*WHAT THE TASK ASKS*. Leave out every line before the one that contains "--- a/sources-docs.js". Please restate that line and the rest of the data word for word, through the end.

§

PR #291, opened 2024-04-08
ENH Add userform docs

emteknetnz:
Issue https://github.com/silverstripe/silverstripe-userforms/issues/1266

### DIFF
--- a/sources-docs.js
+++ b/sources-docs.js
@@ -20,6 +20,15 @@ module.exports = [
   {
     resolve: 'gatsby-source-git',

§

*RESULT*.
--- a/sources-docs.js
+++ b/sources-docs.js
@@ -20,6 +20,15 @@ module.exports = [
   {
     resolve: 'gatsby-source-git',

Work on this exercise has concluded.